# How effective is the Reactionary trait? [closed]

First, I'm pretty sure that you can't really calculate how good an attack bonus is without knowing an opponent's AC. If that logic holds true, then we can't specifically calculate how good a +2 initiative bonus is without knowing your opponent's initiative modifier.

Typically, perhaps these values are best represented on a table. Is there a way to mathematically evaluate how much more often you will go first in a battle, only considering the effectiveness of a +2 initiative bonus from the Reactionary trait?

This is probably one of the most variable things in the game. Even ignoring the fact that going first is not always better, and that the tactical situation might well change whether or not it is better to go before the bad guys, there are innumerable different combinations of creatures you can encounter, which have many different sets of special abilities and stats. In addition, with 2-5 other PCs in the party, you may want to go before or after some of them.

Assuming you always want to go first, the next issue is with determining what your chance of going first is. In a d20 contested roll, if both sides have the same modifier, and there is a roll-off for a tie, then both sides have an exactly 50% chance of going first. For the first +1 modifier of one side over the other (which, incidentally, also ensures that side breaks ties), the chance of winning initiative goes from 200 in 400 to 229 in 400. From here, every +1 modifier changes the odds by 20, less the difference + 1. So, for a 2 greater modifier, the chance is 247 in 400, for 3 greater, it's 264 in 400, and for 4 greater, it's 280 in 400. You can convert this to a percentage by dividing. This continues until a modifier of 19, at which point, the lower side cannot possibly win.

So, to work out how much benefit +2 is going to give you, you need to know what range of modifiers you will compete against. For a given average party level (APL), in theory, you should face single creatures with a Challenge Rating of 1 lower than your APL, to 3 higher. Of course, if the GM puts you up against more creatures, they will have even lower CRs.

If you look at the d20pfsrd Monster DB, you can see some stats for creatures, and you could use that list to filter to a specific CR, and get some idea of the rough initiative ratings. The initiative modifier is not explicitly on the sheet, but you can use the Dexterity score to get an idea, and look for Improved Initiative in the feat list. Of course, doing this totally ignores custom creatures, templates, or NPCs with class levels. This also gives no indication of the distribution of these creatures during the encounters you will face.

For even the simplest case, of a level 2 party, the single creatures they can face range from CR1 to CR5. The creatures in that range have initiative modifiers ranging from -4 to +11. These entries will change at every level, with no guarantee that the distribution of creatures will ever match what is in the table, or any guarantee of what creatures the GM will use in encounters. NPCs with class levels built by the GM could vary this even more.

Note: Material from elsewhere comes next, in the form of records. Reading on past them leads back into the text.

PR #5275, opened 2023-12-06
replace panic with error

cl2017:
**What type of PR is this?**
/kind bug

We'd better not use panic in our code, and fix imports order 

Fixes #

```release-note
NONE
```

### DIFF
--- a/staging/src/github.com/kubeedge/mapper-framework/_template/mapper/data/dbmethod/redis/client.go
+++ b/staging/src/github.com/kubeedge/mapper-framework/_template/mapper/data/dbmethod/redis/client.go
@@ -3,11 +3,14 @@ package redis
 import (
 	"context"
 	"encoding/json"
-	"github.com/go-redis/redis/v8"
-	"github.com/kubeedge/Template/pkg/common"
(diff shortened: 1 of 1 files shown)


wbc6080:
Just one small question, do we have any plans to implement these features in the future? If these features are not necessary maybe we can just delete them?
@cl2017

cl2017:
> Just one small question, do we have any plans to implement these features in the future? If these features are not necessary maybe we can just delete them? @cl2017

I think we can keep it and replace panic with error first.
As discussed yesterday, if we need to remove db content later, we can do delete this code together at that time.

wbc6080:
OK
lgtm

fisherxu (commented):
/approve
And seems the lint check haven't covered this dir.

cl2017:
> /approve And seems the lint check haven't covered this dir.

It seems so. Let me add it? Expect to find a lot of problems, and we can fix them together

fisherxu:
I've open an issue to track it :) https://github.com/kubeedge/kubeedge/issues/5291 @cl2017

For the sake of some illustration, take creatures with a +0, +2 or +4 modifer. The chance of going first against those is shown below, with Initiative Modifiers of +0, +2 and +4 (10 Dex, 10 Dex with Reactionary, and 10 Dex with Improved Initiative).

$$\large{\text{Chance for PC to go first}} \\ \begin{array}{r|lll} & \rlap{\rightarrow \text{PC initiative bonus}} \\ \text{Creature initiative bonus} \; \downarrow & +0 & +2 & +4 \\ \hline +0 & 50\% & 61.75\% & 70\% \\ +2 & 38.25\% & 50\% & 61.75\% \\ +4 & 30\% & 38.25\% & 50\% \\ \end{array}$$

The difference between attack rolls and initiative checks, in terms of statistics, is that an attack roll is 1d20+modifier v.s. static number while initiative is 1d20+modifier v.s. 1d20+modifier. This means that, unlike AC and attack modifiers, you can just compare the values directly to see who will go first on average. The 2 d20s can be thought of as 'cancelling out', in terms of the average result, since they are added to both sides.

If you are interested in more than just who goes first more often on average, then the math is more complicated. You said you are interested in only the +2 from reactionary, so I've made an AnyDice program for you, so you can see how affects things based on what the preexisting difference was. Note that you can't critical an initiative check, so the programming is actually significantly simpler. However, accounting for the triple-tie check (viz. when you tie initiative and your modifiers are equal so you roll off with a chance of (n^2-1)/(2n^2) for either you or your opponent to go first and 1/n^2 for undefined behavior where n is the number of sides on the die you each roll) was too much so I just assume you lose those cases.